If this was the only device sending log messages to the Dimension system, the data disk for the virtual machine should then be configured to be 15 GB / .8 = 18.75 GB
If you do not enable debug logging on your Firebox, approximately 90% of the log messages will be traffic log messages. If you enable debug logging to investigate an issue on a Firebox, the diagnostic log message could potentially generate over 90% of the log messages for the Firebox, and reduce the amount of disk space available to store traffic log messages.
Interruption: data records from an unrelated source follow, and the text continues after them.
PR #5832, opened 2025-08-12
CI: Remove Microphone access step for macOS

gmta:
This no longer seems to be necessary.


gmta:
A CI run on `ladybird-mac-runner` has shown this to work 🥳

PR #5833, opened 2025-08-12
LibWeb: Discard inaccuracies when interpolating `rotate`

Calme1709:


tcl3 (approved):
Thanks for tracking this down

PR #5836, opened 2025-08-12
LibWeb: Implement HTMLElement.draggable()

lukasxcs:
This passes some (not all) of the draggable WPT tests.


Libraries/LibWeb/HTML/HTMLElement.cpp
```diff
@@ -2093,4 +2094,44 @@ String HTMLElement::access_key_label() const
...
 }
 
+// https://html.spec.whatwg.org/multipage/dnd.html#attr-draggable
+bool HTMLElement::draggable() const
+{
+    auto attribute = get_attribute(HTML::AttributeNames::draggable);
+
+    if (!attribute.has_value()) {
+        return false;
+    }
```
tcl3: I don't think this is correct. If the `draggable` content attribute is not set then it has the state `Auto` and is handled by the code below. Instead, you could remove this and change the if statements below to make sure `attribute_has_value()` is true.

Libraries/LibWeb/HTML/HTMLElement.h
```diff
@@ -157,6 +157,10 @@ class HTMLElement
 
     bool is_inert() const { return m_inert; }
 
+    bool draggable() const;
+    bool is_draggable() const { return m_draggable; }
```
tcl3: AFAICT `is_draggable()` isn't used and can be removed.

Libraries/LibWeb/HTML/HTMLElement.h
```diff
@@ -157,6 +157,10 @@ class HTMLElement
...
+    void set_draggable(bool draggable) { m_draggable = draggable; }
```
tcl3: Rather than having `set_draggable()` set a member variable, it should set the content attribute to the appropriate value. So this function should do something like: `MUST(set_attribute(HTML::AttributeNames::draggable, draggable ? "true"_string : "false"_string ));`

Libraries/LibWeb/HTML/HTMLElement.cpp
```diff
@@ -2093,4 +2094,44 @@ String HTMLElement::access_key_label() const
     return String {};
 }
 
+// https://html.spec.whatwg.org/multipage/dnd.html#attr-draggable
```
tcl3: This is the spec link for the `draggable` content attribute. What you want is the link for the `draggable` IDL attribute, which I believe is: https://html.spec.whatwg.org/multipage/dnd.html#dom-draggable.

Libraries/LibWeb/HTML/HTMLElement.cpp
```diff
@@ -2093,4 +2094,44 @@ String HTMLElement::access_key_label() const
...
+
+    // If the element is an img element, the draggable IDL attribute must return true.
+    if (is<HTML::HTMLImageElement>(*this)) {
+        return true;
+    }
+
+    // If the element is an object element that represents an image, the draggable IDL attribute must return true.
+    if (is<HTML::HTMLObjectElement>(*this) && has_attribute(HTML::AttributeNames::type) && get_attribute(HTML::AttributeNames::type)->equals_ignoring_ascii_case("image"sv)) {
+        return true;
+    }
```
tcl3: I think you can rearrange this slightly to avoid the call to `has_attribute()`. Something like:

```c++
if (is<HTML::HTMLObjectElement>(*this)) {
    if (auto type_attribute = get_attribute(HTML::AttributeNames::type); type_attribute->equals_ignoring_ascii_case("image"sv))
        return true;
}
```

Libraries/LibWeb/HTML/HTMLElement.cpp
tcl3: It looks like you beat me to this. Just a nitpick but personally I would rewrite it as:
```c++
if (attribute.has_value() && attribute->equals_ignoring_ascii_case("true"sv)) {
    return true;
}

// If an element's draggable content attribute has the state False, the draggable IDL attribute must return false.
if (attribute.has_value() && attribute->equals_ignoring_ascii_case("false"sv)) {
    return false;
}
```
to avoid the extra level of indentation.

lukasxcs:
Thanks for the feedback! Should i force-push everything into one commit?

tcl3:
> Thanks for the feedback! Should i force-push everything into one commit?

Yes, please.

lukasxcs:
All tests do indeed pass now :) Thanks alot

tcl3:
> All tests do indeed pass now :) 

:tada: 

Feel free to close comments after you've dealt with review feedback.

Libraries/LibWeb/HTML/HTMLElement.cpp
```diff
@@ -2093,4 +2094,41 @@ String HTMLElement::access_key_label() const
...
+    // Otherwise, the element's draggable content attribute has the state Auto.
+
+    // If the element is an img element, the draggable IDL attribute must return true.
+    if (is<HTML::HTMLImageElement>(*this)) {
+        return true;
+    }
+
+    // If the element is an object element that represents an image, the draggable IDL attribute must return true.
+    if (is<HTML::HTMLObjectElement>(*this)) {
+        if (auto type_attribute = get_attribute(HTML::AttributeNames::type); type_attribute->equals_ignoring_ascii_case("image"sv))
```
tcl3: Sorry, this should actually be `if (auto type_attribute = get_attribute(HTML::AttributeNames::type); type_attribute.has_value() && type_attribute->equals_ignoring_ascii_case("image"sv))`.

We need to check whether type_attribute has a value before trying to access it.

tcl3 (approved):
This fixes a total of 167 WPT subtests in the `html/editing/dnd` directory :tada:

lukasxcs:
Nice! Thanks for your help :) Looking forward to contributing some more.

PR #5839, opened 2025-08-12
Everywhere: Cleanup some platform code and remove unused code

cqundefine:
This includes a few things I've noticed while looking at portability and working on FreeBSD support.

This PR removes ifdefs for:
- Emscripten / WASM - it doesn't really make much sense to compile Ladybird to WASM
- SerenityOS - this was mostly a remnant of before the fork and getting this tree building on Serenity in it's current state isn't really feasible, this had the side effect of showing a couple of functions / files that did nothing on all other platforms

This also brings up a question if it would be okay to remove some more ifdefs:
- There are the supported platforms like Linux, MacOS and to some extent Android and Windows
- I'm keeping eye on FreeBSD building and working
- OpenBSD shouldn't be that difficult to get working as there are up to date patches to Chromium that support both it and FreeBSD which means the tricky dependencies like skia or angle could be gotten to work
- iOS is not really supported right now in any practical way but it's worth leaving for the future
- And then there are platforms like NetBSD, DragonFly, Solaris and Haiku that are unsupported by vcpkg and it might be not be as easy to get some of the dependencies working and they're most probably broken in the current state of this tree. So maybe we should get rid of those? Tt would clean some of the ifdef soup quite nicely.

### DIFF
--- a/AK/Types.h
+++ b/AK/Types.h
@@ -111,10 +111,6 @@ using Conditional = typename __Conditional<condition, TrueType, FalseType>::Type
 #include <stdint.h>
 #include <sys/types.h>
 
-#ifdef __ptrdiff_t
-using __ptrdiff_t = __PTRDIFF_TYPE__;
-#endif
-
 #if defined(AK_OS_WINDOWS)
 using ssize_t = AK::Detail::MakeSigned<size_t>;
 using mode_t = unsigned short;


Libraries/LibCore/Process.h
```diff
@@ -63,15 +62,10 @@ class Process {
...
-    static ErrorOr<Process> spawn(StringView path, ReadonlySpan<StringView> arguments, ByteString working_directory = {}, KeepAsChild keep_as_child = KeepAsChild::No);
+    static ErrorOr<Process> spawn(StringView path, ReadonlySpan<ByteString> arguments, KeepAsChild keep_as_child = KeepAsChild::No);
+    static ErrorOr<Process> spawn(StringView path, ReadonlySpan<StringView> arguments, KeepAsChild keep_as_child = KeepAsChild::No);
 
     static ErrorOr<String> get_name();
-    enum class SetThreadName {
-        No,
-        Yes,
-    };
-    static ErrorOr<void> set_name(StringView, SetThreadName = SetThreadName::No);
```
R-Goc, line 74: While this is indeed not implementable on Windows, it can be done on linux with prctl or a glibc specific function. So that depends on whether we want to be naming threads or not.

R-Goc:
This will need a windows label. It touches a lot of ifdefs around platforms.

Libraries/LibCore/Process.cpp
```diff
@@ -327,11 +242,7 @@ pid_t Process::pid() const
 ErrorOr<void> Process::disown()
```
rgret-dev: Couldn't `disown()` be removed completely if it does nothing?
(along with `m_should_disown`)

ADKaster:
> GNU/Hurd - build for this was broken for quite a long while, the platform itself is quite broken and to my knowledge no other browser runs on it at all

fwiw, @bugaevc was moderately supporting this platform before we went wild with extra dependencies. If the ifdef code isn't hurting anything, I wouldn't mind keeping it around for when someone Hurd-adjacent wrangles our deps and makes it build again.

ADKaster:
> Emscripten / WASM - it doesn't really make much sense to compile Ladybird to WASM

This was in place for some fun times getting and hosting webpage with a js repl compiled to wasm. we already removed most of that code and infra, though it lives on in the SerenityOS repo. So no qualms with removing that.

Libraries/LibCore/Process.cpp
```diff
@@ -94,15 +94,6 @@ ErrorOr<Process> Process::spawn(ProcessSpawnOptions const& options)
         posix_spawn_file_actions_destroy(&spawn_actions);
     };
 
-    if (options.working_directory.has_value()) {
-#ifdef AK_OS_SERENITY
-        CHECK(posix_spawn_file_actions_addchdir(&spawn_actions, options.working_directory->characters()));
```
ADKaster, line 103: true. we used this for the test-runner on Serenity. it might :tm: be useful at some point, but if we're not using it, we're not using it.

AK/Assertions.cpp
```diff
@@ -31,11 +31,7 @@
 #    include <cxxabi.h>
 #endif
 
-#if defined(AK_OS_SERENITY)
-#    define ERRORLN dbgln
-#else
-#    define ERRORLN warnln
-#endif
+#define ERRORLN warnln
```
ADKaster: should just replace all uses of this macro with warnln

AK/Math.h
```diff
@@ -631,13 +611,7 @@ constexpr T tan(T angle)
 
     return ret;
 #else
-#    if defined(AK_OS_SERENITY)
```
ADKaster, line 634: I'm skeptical whether we *really* need Math.h. There's been murmurs over in SerenityOS for years that we should only be using these builtins and such in the implementation of `libm`. But that's a giant yak in of itself.

AK/Types.h
```diff
@@ -107,42 +107,18 @@ using Conditional = typename __Conditional<condition, TrueType, FalseType>::Type
...
-using pid_t = int;
-
-#else
-#    include <stddef.h>
-#    include <stdint.h>
-#    include <sys/types.h>
-
-#    ifdef __ptrdiff_t
+#ifdef __ptrdiff_t
 using __ptrdiff_t = __PTRDIFF_TYPE__;
```
ADKaster: huh. do we actually use this type? feels like a relic

Libraries/LibCore/Process.cpp
ADKaster: yes, that concept is unused. even in Serenity I think it's unused these days.

Libraries/LibCore/Process.cpp
ADKaster: also there's a hunk from a subsequent patch that removes code that was relying on this feature, so perhaps it should be moved back.

ADKaster:
> platforms like NetBSD, DragonFly, Solaris and Haiku 

If they can build the AK and LibCore targets, I don't see a reason to remove the code. Now, getting a build with just those targets might be a bit exciting to test. But I doubt we've broken them *too* badly. Haiku and Solaris used to be somewhat upkept by a Haiku contributor, but after the split from SerenityOS and adding of dependencies they ... lost interest let's say. From what I remember scanning the relevant Haiku discourse threads, there is still *interest* in a port. Just not from the original contributor who was submitting patches.

Libraries/LibCore/Process.h
cqundefine: While I don't doubt this could be implemented, this function was never called anywhere so I think it's safe to get rid of it and to add it again with an actual implementation if needed.

AK/Math.h
cqundefine: I think tackling Math.h might be a bit harder, not sure what should be done instead, using the builtins directly in other places, using the system math library, if so how much would losing constexpr hurt?

Libraries/LibCore/Process.cpp
cqundefine: Are you sure there's code later that relies on this? I couldn't find any.

ADKaster: Maybe it was later in the same commit... The everywhere: remove serenity stuff commit towards the end of the PR is quite chonky

cqundefine: You think I should split that commit up?

AK/Math.h
R-Goc: From what I [see](https://en.cppreference.com/w/cpp/compiler_support/23) no STL implementation implements [p0533r9](https://www.open-std.org/jtc1/sc22/wg21/docs/papers/2021/p0533r9.pdf)(C++23) constexpr for cmath and cstdlib, let alone [p1383r2](https://www.open-std.org/jtc1/sc22/wg21/docs/papers/2023/p1383r2.pdf)(C++26) more constexpr for cmath. Not sure about the state in the other libraries, but the issue for it in MSVC/STL doesn't really have a timeline and is blocked on the compiler/UCRT team. see https://github.com/microsoft/STL/issues/2530

cqundefine:
> > GNU/Hurd - build for this was broken for quite a long while, the platform itself is quite broken and to my knowledge no other browser runs on it at all
> 
> fwiw, @bugaevc was moderately supporting this platform before we went wild with extra dependencies. If the ifdef code isn't hurting anything, I wouldn't mind keeping it around for when someone Hurd-adjacent wrangles our deps and makes it build again.

I actually reverted the GNU/Hurd commit, it doesn't change that much

bugaevc:
> GNU/Hurd - build for this was broken for quite a long while, the platform itself is quite broken

quite broken how?

> and to my knowledge no other browser runs on it at all

that, if true, makes it so much more important to keep Ladybird working

AK/Math.h
Hendiadyoin1: So from my side of things:
Having a templated version of math things is way nicer than plain libm,
It is less footgun-y
And in the past allowed us to force constexpr in a few more cases
(As well as inline things more eagerly before we had proper sse support)

But going forward it might be better to strip this header of it's implementations a bit more fully relying on builtins where possible,
Note that in the past some trivial functions where not constexpr, which is why we have some workarounds for these only in the constexpr case (IIRC)

R-Goc: Do we have an easy to access list of which functions are constexpr? Looking at llvm at least there are still builtins that are not constexpr, mainly things related to fp. AFAIK on windows nothing really is constexpr as LLVM libc is not supported on windows.

cqundefine:
> quite broken how?

Just looking at the FOSS ecosystem I felt like getting all the dependencies wrangled up would be the most difficult, also looking at the fact that Ladybird seems to target mostly Wayland + Vulkan, I'm not sure that is that mature on Hurd, but I don't have anything particular against keeping code for it.

> that, if true, makes it so much more important to keep Ladybird working

That comment was mostly about the fact that if no other browser supports it, it might be the most difficult to get working.

PR #5840, opened 2025-08-12
LibWeb: Implement VTTCue.{line,position}

jamierocks:


Libraries/LibWeb/WebVTT/VTTCue.h
```diff
@@ -42,6 +44,9 @@ class VTTCue final : public HTML::TextTrackCue {
     bool snap_to_lines() const { return m_snap_to_lines; }
     void set_snap_to_lines(bool snap_to_lines) { m_snap_to_lines = snap_to_lines; }
 
+    LineAndPositionSetting line() const { return m_line; }
+    void set_line(LineAndPositionSetting line) { m_line = line; }
```
gmta, line 48: Similarly to `.position`, shouldn't we have a `computed_line()` as well?

jamierocks: There [is](https://w3c.github.io/webvtt/#cue-computed-line), but so much of it would currently need to be FIXME'd.

Happy to add what could be done though :^) if you'd like

gmta: Please! I don't mind it turning out to be a minefield of `FIXME`s, it will give some pointers on actually doing something with the line value.

jamierocks: Done :) To be fair, it's not as FIXME heavy as I seemed to think.

Libraries/LibWeb/WebVTT/VTTCue.cpp
```diff
@@ -156,6 +157,26 @@ double VTTCue::computed_line()
     return n;
 }
 
+// https://w3c.github.io/webvtt/#cue-computed-position
+double VTTCue::computed_position()
+{
+    // 1. If the position is numeric between 0 and 100, then return the value of the position and abort these steps.
+    //    (Otherwise, the position is the special value auto.)
+    if (m_position.has<double>())
```
gmta: This is missing the "between 0 and 100" check

jamierocks: Good catch! Fixed :)

jamierocks:
Hmm, 2 different tests have failed on each build. I'm not convinced this PR is causing the errors, especially as it's only failing on one platform, but happy to be corrected :)

PR #5841, opened 2025-08-13
RequestServer: Assortment of small changes

gmta:


Services/RequestServer/ConnectionFromClient.cpp
```diff
@@ -96,6 +96,8 @@ ByteString build_curl_resolve_list(DNS::LookupResult const& dns_result, StringVi
         resolve_opt_builder.append(formatted_address);
     }
 
+    dbgln_if(REQUESTSERVER_DEBUG, "RequestServer: Resolve list: {}", MUST(resolve_opt_builder.to_string()));
+
     return resolve_opt_builder.to_byte_string();
```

If you already have an instance of Dimension, you can review the statistics in the Database Status Report to monitor the daily log message statistics from your network and determine the necessary size of your Dimension database based on the amount of log messages generated by your devices.
For more information about the Database Status Report, see Configure and Monitor the Dimension Database.
Here is an example of the Statistics section in the Database Status Report:
Statistics for appliance XTM_Example:
--------------------------------------------------------------
Log Counts:
Traffic: 369
Event: 186
Alarm: 0
Performance: 750
Status/Debug: 3
Average Log Rates:
Traffic: 0.02/s
Status/Debug: 0.00/s
Alarm: 0.00/min
Event: 0.49/min
Performance: 1.98/min
Total: 0.06/s
Reporting statistics:
Report records: 380
Report logs: 1525
Number of client users in reports: 0
Number of client hosts in reports, (excluding "Denied Packet" reports): 37
Average report logs/client host: 16
Average report records/client host: 2
Upgrade from Dimension v1.0
When you upgrade from Dimension v1.0 to v1.2, there is a special, two-step process you must follow. For instructions to complete this process, see Upgrade Dimension from v1.0.
You can also find these upgrade instructions in the WatchGuard Dimension Release Notes on the WatchGuard website Release Notes page.